PR #151, opened 2019-02-27
Forced Graph Dot Visualizer

kenjinp:
# Graph Vis.
Displays a physics simulated graph

screenshot 2019-02-27 at 18 15 29

## TODO: 
- [x] Node labels
- [x] Edge labels
- [x] dot-to-Node/Links parser
- [ ] links to resources? (I'll take it up in next iteration)


src/shared/components/Graph/GraphVisualizer.less
```diff
@@ -0,0 +1,7 @@
+@import '../../lib.less';
+
+.graph-visualizer {
+  .interactiveArea();
+  height: auto;
+  min-height: 600px;
```
mdupont: why this number?

kenjinp: The hight must be defined for this svg stuff, and I just think 600 looks pretty nice. So it's completely arbitrary

kenjinp:
Some progress

There was a lot to do about making sure the context was not rendering and that state wasn't stale. I think we have similar problems in other places around the application, so that's neat that I was able to squash this bug. It caused some infinite loading problems when using React.useState.

Next up is labels for links / edges.

screenshot 2019-02-28 at 17 58 07

src/shared/components/Graph/GraphVisualizer.less
mdupont: Better indicate it explicitely in the code then :-)

src/shared/components/Resources/ResourceDetails.tsx
```diff
@@ -1,21 +1,27 @@
...
+  dotGraph: string | null;
 }
 
 const ResourceDetails: React.FunctionComponent<ResourceViewProps> = props => {
-  const { resource, error, isFetching, onSuccess } = props;
+  const { resource, error, isFetching, onSuccess, dotGraph } = props;
   const [editing, setEditing] = React.useState(false);
   const [busy, setFormBusy] = React.useState(isFetching);
 
+  const isFile = resource && resource.type && resource.type.includes('File');
```
mdupont: 'File' should be a constant

src/shared/components/Graph/Graph.ts
```diff
@@ -0,0 +1,39 @@
...
+  constructor(dotGraph: string, element: HTMLElement) {
+    this.dotGraph = dotGraph;
+    this.element = element;
+  }
+
+  render() {
+    try {
+      this.destroy = graph(this.dotGraph, this.element);
+    } catch (error) {
+      // tslint:disable-next-line:no-console
```
julienmachon: Be careful with this, it might end up in the code base. You can skip the githook when you push instead. That way we can insure no dead code makes it through

kenjinp: That's cool, but this particular error I want to log, in case we get some interesting data that breaks the parser.

kenjinp: Ok, not in prod, we'll use another consolidated logging service somehow 👍

kenjinp:
Labels!

Caveats for this version
- No arrows pointing to target, which would be nice
- if a node shares two edges with another, there will be label overlap

dotgraph

src/shared/views/Resource.tsx
```diff
@@ -20,28 +22,53 @@ interface ResourceViewProps {
...
+  }, [match.params.resourceId]);
+
+  // Once we have a legit resource, let's fetch the DOT
+  React.useEffect(() => {
+    if (resource) {
+      setBusy(true);
+      // cannot use instance method here,
+      // because sometimes we'll get 'resource'
+      // as a raw js object from the server and not an instance
+      Resource.getSelfRawAs(resource.self, ResourceGetFormat.DOT)
```
julienmachon: This should probably be a redux action

julienmachon: also, when was this method added? It isn't documented https://github.com/BlueBrain/nexus-sdk-js#resources-1

julienmachon:
Looks awesome!

src/shared/views/Resource.tsx
kenjinp: updated readme: https://github.com/BlueBrain/nexus-sdk-js/pull/94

• [Assigned task]:
Copy each line holding the word "element" from the listing above.

• [Exercise response]:
+  constructor(dotGraph: string, element: HTMLElement) {
+    this.element = element;
+      this.destroy = graph(this.dotGraph, this.element);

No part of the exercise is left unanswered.